BANKS: And this ice cream is so damn good. I said, “I need people to say, ‘This is the best ice cream I have ever tasted. This is the best vanilla. This is the best strawberry I have ever tasted.’”
I need people to have their eyes roll in the back of their head, or them to close their eyes when they put this in their mouth, because that is the inaudible, “Oh my God, this tastes so good.”
Then I was inspired. Just thinking one night in bed, I was like, “You know what? That Cracker Jack’s box back in the day but what I wanted even more than that candy caramel popcorn was that damn prize inside. So, every pint of Smize Cream has a smize surprise. Every time I tell that to any investor, they’re like, “Oh, okay, that’s different. I get that. That’s interesting.
HOFFMAN: Tyra’s epic journey from model, to reality show creator, to Stanford instructor, to founder, to ice-cream magnate is one that might not suit almost any other entrepreneur on the planet… but makes perfect sense for her.

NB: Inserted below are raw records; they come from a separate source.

Issue #7108, opened 2026-02-09
fs::path apparently it fails on Windows ARM (encoding issues with UTF8 conversion)


tiziodcaio:
> Well, apparently it fails on Windows ARM. It looks like some encoding issue (ie UTF8 conversion)
```
C:/a/xournalpp/xournalpp/test/unit_tests/control/SettingsTest.cpp:63: Failure
Expected equality of these values:
  settings.getColorPaletteSetting()
    Which is: "foo/bar€_palette"
  loaded.getColorPaletteSetting()
    Which is: "foo/barâ‚¬_palette"
```

_Originally posted by @bhennion in https://github.com/xournalpp/xournalpp/issues/7100#issuecomment-3873365350_

tiziodcaio:
Context: https://github.com/xournalpp/xournalpp/actions/runs/21802044167/job/63004298647?pr=7100

PR #7100, opened 2026-02-08
Add crude Settings save/load test

tiziodcaio:
Add crude testing to Xournal++ (ref #6623)

PR #7113, opened 2026-02-11
Add utf8-related test cases and fixe the newly found issues

bhennion:


bhennion:
I used a modified version of libstdc++'s filesystem header to remove any possibility of converting a std::string(_view) into a fs::path. This allowed me to track down remaining encoding related issues.
This PR adds test units catching those issues, and then fixes the issues. It also includes #7100 and fixes #7108.

My investigation showed another remaining encoding issue. I'll open a ticket for it later.

bhennion:
Thanks for the review!
I rebased. Merging once the CI clears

And that is exactly the point of cultivating a personal brand. Startups can come and go, and so do employers. You may change jobs or specialties or fields, even dozens of times. In our current, very uncertain landscape, the thing that remains constant is you: how you solve problems, how you learn from mistakes, how you build networks and relationships. And what you stand for.
BANKS: I used to fear losing relevance and all that type of stuff. But I think what guides me now is legacy. When I am no longer here, what the hell do I stand for? What can I leave so that my son is walking this earth, and he is proud of what his mom has left behind. Whether it’s a business that he is continuing to have a part of, whether it’s just the legacy of expanding the definition of beauty worldwide, that leads me more than anything now. And I’m sure there is some ego in that, and there is some altruism in that, too.
HOFFMAN: But by the way, people always have these false dichotomies. They say, “Well, altruism, you have to have no ego.” It’s like, no, no, no, actually in fact part of how I think about myself is great and unusual and differentiated, because by the way, differentiated is part of ego, is because I want to do this great thing for the world.
BANKS: Yeah.
HOFFMAN: That’s a good thing. Connect the two.
BANKS: It’s okay. I tell my students all the time in nonprofits, “It’s okay.”
HOFFMAN: Yes. Even better than okay, it’s important.
HOFFMAN: I’m Reid Hoffman. Thanks for listening.